3. Challenges, Opportunities and Tools
o Review of open research challenges: need for large, accurate, up-to-date data sets, integration of multiple techniques and areas.
o Data management challenge: user protection in ethics, privacy and related areas of public data sets
o Introduce useful tools for conducting research in the area:
o Big data analysis (e.g., MapReduce, Pig, Hive)
o Machine learning (e.g., Weka, Mallet)
o Visualization (e.g., Matplotlib, Graphviz)
Prerequisites and Outcomes
The tutorial is intended for a technically knowledgeable and interested audience that may or may not have any experience in social spam, campaigns, misinformation and crowdturfing. At the base level, the audience will receive a general and broad introduction to a range of social media threats in a variety of social systems including online social networks, social media sites and crowdsourcing sites with emphasis on the technical challenges in the area. At the social system protection level from these malicious participants, in-depth analyses of social spam, campaigns, misinformation and crowdturfing will illustrate and compare some effective techniques. At the research level, representative research challenges will be outlined with introduction of tools for conducting research in the area.
References
[1] Grier, C., Thomas, K., Paxson, V., and Zhang, M. @spam: the underground on 140 characters or less. In CCS, 2010.
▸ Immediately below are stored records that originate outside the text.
PR #16542, opened 2025-10-09
Use userId to record password history

jt2594838:


hongzhi-gao:
rename user test
image

PR #16544, opened 2025-10-09
No filtering audit DBs in some procdure & update idle time after logging in

jt2594838:


iotdb-core/confignode/src/main/java/org/apache/iotdb/confignode/manager/ConfigManager.java
```diff
@@ -2643,7 +2643,7 @@ private Map<TConsensusGroupId, TRegionReplicaSet> getRelatedSchemaRegionGroup(
   public Map<TConsensusGroupId, TRegionReplicaSet> getRelatedDataRegionGroup(
       final PathPatternTree patternTree) {
     return getRelatedDataRegionGroup(
-        getSchemaPartition(patternTree, false).getSchemaPartitionTable());
+        getSchemaPartition(patternTree, true).getSchemaPartitionTable());
```
JackieTien97: Normal user can also execute delete timeseries root.** or delete from root.** and won't be rejected by Auth Check. And these users expect to delete all timeseries under root.** which they have WRITE_DATA(except for root.__audit)

jt2594838: Fixed

PR #16551, opened 2025-10-10
encrypt audit log

zhujt20:
add encrypt param passing logic for encrypting audit log

### DIFF
--- a/iotdb-core/datanode/src/main/java/org/apache/iotdb/db/storageengine/dataregion/compaction/execute/performer/constant/CrossCompactionPerformer.java
+++ b/iotdb-core/datanode/src/main/java/org/apache/iotdb/db/storageengine/dataregion/compaction/execute/performer/constant/CrossCompactionPerformer.java
@@ -19,6 +19,7 @@
 
 package org.apache.iotdb.db.storageengine.dataregion.compaction.execute.performer.constant;
 
+import org.apache.iotdb.commons.utils.TestOnly;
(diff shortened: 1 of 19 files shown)


iotdb-core/datanode/src/main/java/org/apache/iotdb/db/utils/EncryptDBUtils.java
```diff
@@ -0,0 +1,72 @@
...
+  private static final Logger LOGGER = LoggerFactory.getLogger(EncryptDBUtils.class);
+
+  public static EncryptParameter getFirstEncryptParamFromDatabase(String database) {
+    if (database == null || database.isEmpty()) {
+      return new EncryptParameter(tsFileConfig.getEncryptType(), tsFileConfig.getEncryptKey());
+    }
+    for (Map.Entry<String, EncryptParameter> entry : conf.getTSFileDBToEncryptMap().entrySet()) {
+      if (database.startsWith(entry.getKey())) {
+        return entry.getValue();
+      }
```
jt2594838: Why use startWith?

iotdb-core/datanode/src/main/java/org/apache/iotdb/db/utils/EncryptDBUtils.java
```diff
@@ -0,0 +1,72 @@
...
+    }
+    return new EncryptParameter(tsFileConfig.getEncryptType(), tsFileConfig.getEncryptKey());
```
jt2594838: Cache the result?

PR #16563, opened 2025-10-12
Patch for AUDIT privilege authentication on table model

CRZbulabula:
Visit the __audit database only requires AUDIT privilege.

### DIFF
--- a/iotdb-core/datanode/src/main/java/org/apache/iotdb/db/queryengine/plan/relational/security/ITableAuthCheckerImpl.java
+++ b/iotdb-core/datanode/src/main/java/org/apache/iotdb/db/queryengine/plan/relational/security/ITableAuthCheckerImpl.java
@@ -75,7 +75,7 @@ public class ITableAuthCheckerImpl implements ITableAuthChecker {
               .setPrivilegeType(PrivilegeType.AUDIT)
               .setResult(hasAuditPrivilege),
           () -> databaseName);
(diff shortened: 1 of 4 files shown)


iotdb-core/datanode/src/main/java/org/apache/iotdb/db/queryengine/plan/relational/security/ITableAuthCheckerImpl.java
```diff
@@ -66,23 +66,19 @@ public void checkDatabaseVisibility(
...
+      // The audit database only requires audit privilege
+      boolean hasAuditPrivilege =
+          AuthorityChecker.checkSystemPermission(userName, PrivilegeType.AUDIT);
+      recordAuditLog(
+          auditEntity
+              .setAuditLogOperation(AuditLogOperation.QUERY)
+              .setPrivilegeType(PrivilegeType.AUDIT)
+              .setResult(hasAuditPrivilege),
+          () -> databaseName);
       if (AuthorityChecker.checkSystemPermission(userName, PrivilegeType.AUDIT)) {
```
JackieTien97:
```suggestion
      if (hasAuditPrivilege)) {
```

CRZbulabula: Fixed.

PR #16567, opened 2025-10-13
Fix aggregation query when device cross region in TreeModel

Wei-hao-Li:


integration-test/src/test/java/org/apache/iotdb/db/it/alignbydevice/IoTDBAlignByDeviceWithTemplateIT.java
```diff
@@ -970,12 +970,12 @@ public void emptyResultTest() {
     String[] expectedHeader = new String[] {"Time,Device,s3,s1,s2"};
     String[] retArray = new String[] {};
     resultSetEqualTest(
-        "SELECT * FROM root.sg1.** where time>=now()-1d and time<=now() "
+        "SELECT * FROM root.sg1.** where time>=now()-1ms and time<=now() "
```
JackieTien97, line 976: why do this change?

PR #16576, opened 2025-10-13
Optimize memtable scan

shuwenwei:
## Description
Optimize memtable scan
1. unpackOneFakeMemChunkMetaData exits early after exceeding filter timeranges
2. Non-aligned series push offset and limit down to the nextBatch method during the construction of TsBlock
3. Aligned series handles pushDownFilter, offset, and limit when the rebuildTsBlock method needs to be called
4. Skip unnecessary timestamps by binary search TVList
5. Added a LazyBitmap to avoid constructing a too large Bitmap when calling nextBatch of AlignedTVListIterator

## Optimization effect
100w rows of a non aligned series in memtable
Querying a single point with predicate 'where time = xxx'
image
After this optimization
image

### DIFF
--- a/iotdb-core/datanode/src/main/java/org/apache/iotdb/db/queryengine/execution/fragment/FragmentInstanceContext.java
+++ b/iotdb-core/datanode/src/main/java/org/apache/iotdb/db/queryengine/execution/fragment/FragmentInstanceContext.java
@@ -524,11 +524,17 @@ public class FragmentInstanceContext extends QueryContext {
     if (globalTimeFilter == null) {
       return Collections.singletonList(new TimeRange(Long.MIN_VALUE, Long.MAX_VALUE));
     }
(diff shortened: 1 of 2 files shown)


iotdb-core/datanode/src/main/java/org/apache/iotdb/db/queryengine/execution/fragment/FragmentInstanceContext.java
```diff
@@ -517,6 +520,17 @@ public Filter getGlobalTimeFilter() {
     return globalTimeFilter;
   }
 
+  public List<TimeRange> getGlobalTimeFilterTimeRanges() {
```
JackieTien97, line 523: should think about concurrently call

JackieTien97 (changes requested):

PR #1835, opened 2024-02-09
fix bad escape sequences

### LINKED ISSUE #1834: `ch-image build` issues syntax warnings with Python 3.12
Running `ch-image build` on a system using Charliecloud 0.36 and Python 3.12 one gets the following syntax warnings:
```
/usr/lib/charliecloud/build_cache.py:910: SyntaxWarning: invalid escape sequence '\g'
  "#\g<0>", text, flags=re.MULTILINE)
/usr/lib/charliecloud/force.py:187: SyntaxWarning: invalid escape sequence '\['
  "if ! grep -Eq '\[epel\]' /etc/yum.conf /etc/yum.repos.d/*; then "
/usr/lib/charliecloud/force.py:202: SyntaxWarning: invalid escape sequence '\['
  "if ! grep -Eq '\[epel\]' /etc/yum.conf /etc/yum.repos.d/*; then "
```
This issue was initially reported in [Debian bug 1063467](https://bugs.debian.org/1063467).

reidpr:
We were depending on unknown escape sequences passing through unchanged, which has been deprecated behavior since 3.6. In 3.12, it generates a `SyntaxWarning`, which causes some distro test suites to fail.

Closes #1834.

### DIFF
--- a/lib/build_cache.py
+++ b/lib/build_cache.py
@@ -907,7 +907,7 @@ class Enabled_Cache:
             i += 1
          text = "\n".join(lines)
          text = re.sub(r"^(D|M [0-7]+ [0-9a-f]+) \.(git|weirdal_)ignore$",
-                       "#\g<0>", text, flags=re.MULTILINE)
+                       r"#\g<0>", text, flags=re.MULTILINE)
          #fs.Path("/tmp/new").file_write(text)
          self.git(["fast-import", "--force"], input=text)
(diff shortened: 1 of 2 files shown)


reidpr:
@wiene, does this fix the bug?

wiene:
> @wiene, does this fix the bug?

Yes, it does. Many thanks for the prompt fix.

Issue #1844, opened 2024-02-21
configure: add `--with-libfuse3`


reidpr:
FUSE3 does not put its headers in a standard location, so we need an appropriate `-I`. Currently we get this from `pkg-config`, but it would be nice if it could also be specified manually with something like `--with-fuse3-headers` and `--with-fuse-libs`.

PR #1845, opened 2024-02-21
rm `pkg-config` dependency at `autogen.sh` time

reidpr:
PR #1784 introduced a dependency on `pkg-config` at `autogen.sh` time. Even though it’s not great that we always require `pkg-config` to find libfuse3 (see issue #1844), we definitely don’t want to require it unconditionally at `autogen.sh` time. This PR moves the dependency to configure time and only if `--with-libsquashfuse=yes` (the default) or a path.

### DIFF
--- a/configure.ac
+++ b/configure.ac
@@ -63,12 +63,6 @@ MKDIR_P=${MKDIR_P:-install -d -m 0755}
 
 AM_INIT_AUTOMAKE([1.13 -Wall -Werror foreign subdir-objects])
 
-# Check for “pkg-config”. It’s here because we use PKG_CHECK_MODULES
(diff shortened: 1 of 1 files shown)


kchilleri (approved):
This will be very useful. Looks good to me!

reidpr:
The error message if the dependency is not met is quite misleading:

```
 configure.ac:304: error: possibly undefined macro: AC_CHECK_LIB
      If this token and others are legitimate, please use m4_pattern_allow.
      See the Autoconf documentation.
configure.ac:504: error: possibly undefined macro: AC_CHECK_HEADER
autoreconf: error: /usr/bin/autoconf failed with exit status: 1
```

PR #1846, opened 2024-02-28
Adding Experiment Directory

laytonmccafferty:
Updates `lib/filesystem.py` to include an extra directory known as `experiment`, which will contain all of the data gathered from the build cache performance experiment.

### DIFF
--- a/lib/filesystem.py
+++ b/lib/filesystem.py
@@ -1096,6 +1096,10 @@ class Storage:
    @property
    def build_large(self):
       return self.root // "bularge"
+   
+   @property
+   def experiment_dir(self):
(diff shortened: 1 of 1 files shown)


reidpr (changes requested):
Thanks Layton!

A few comments:

1. At this level we want a generic direction called `experiment`. Your stuff would then be a sub-directory within that. The goal is that future experiments would then be other sub-directories.

2. Increment the storage version. Otherwise, older Charliecloud versions that don’t know about the experiment directory will fail, complaining about unexpected files.

3. Document the directory’s purpose somewhere (possibly `experiment_dir()` method?).

PR #1853, opened 2024-03-05
tutorial: fix missing hello.py in output

### LINKED ISSUE #1852: tutorial: missing `hello.py` in output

[2] Lee, S., and Kim, J. WarningBird: Detecting suspicious URLs in Twitter stream. In NDSS, 2012.
[6] Aggarwal, A., Almeida, J., and Kumaraguru, P. Detection of spam tipping behaviour on foursquare. In WWW Companion, 2013.
[16] Castillo, C., Mendoza, M., and Poblete, B. Information credibility on twitter. In WWW, 2011.
[17] Yang, F., Liu, Y., Yu, X., and Yang, M. Automatic detection of rumor on Sina Weibo. In SIGKDD Workshop on Mining Data Semantics, 2012.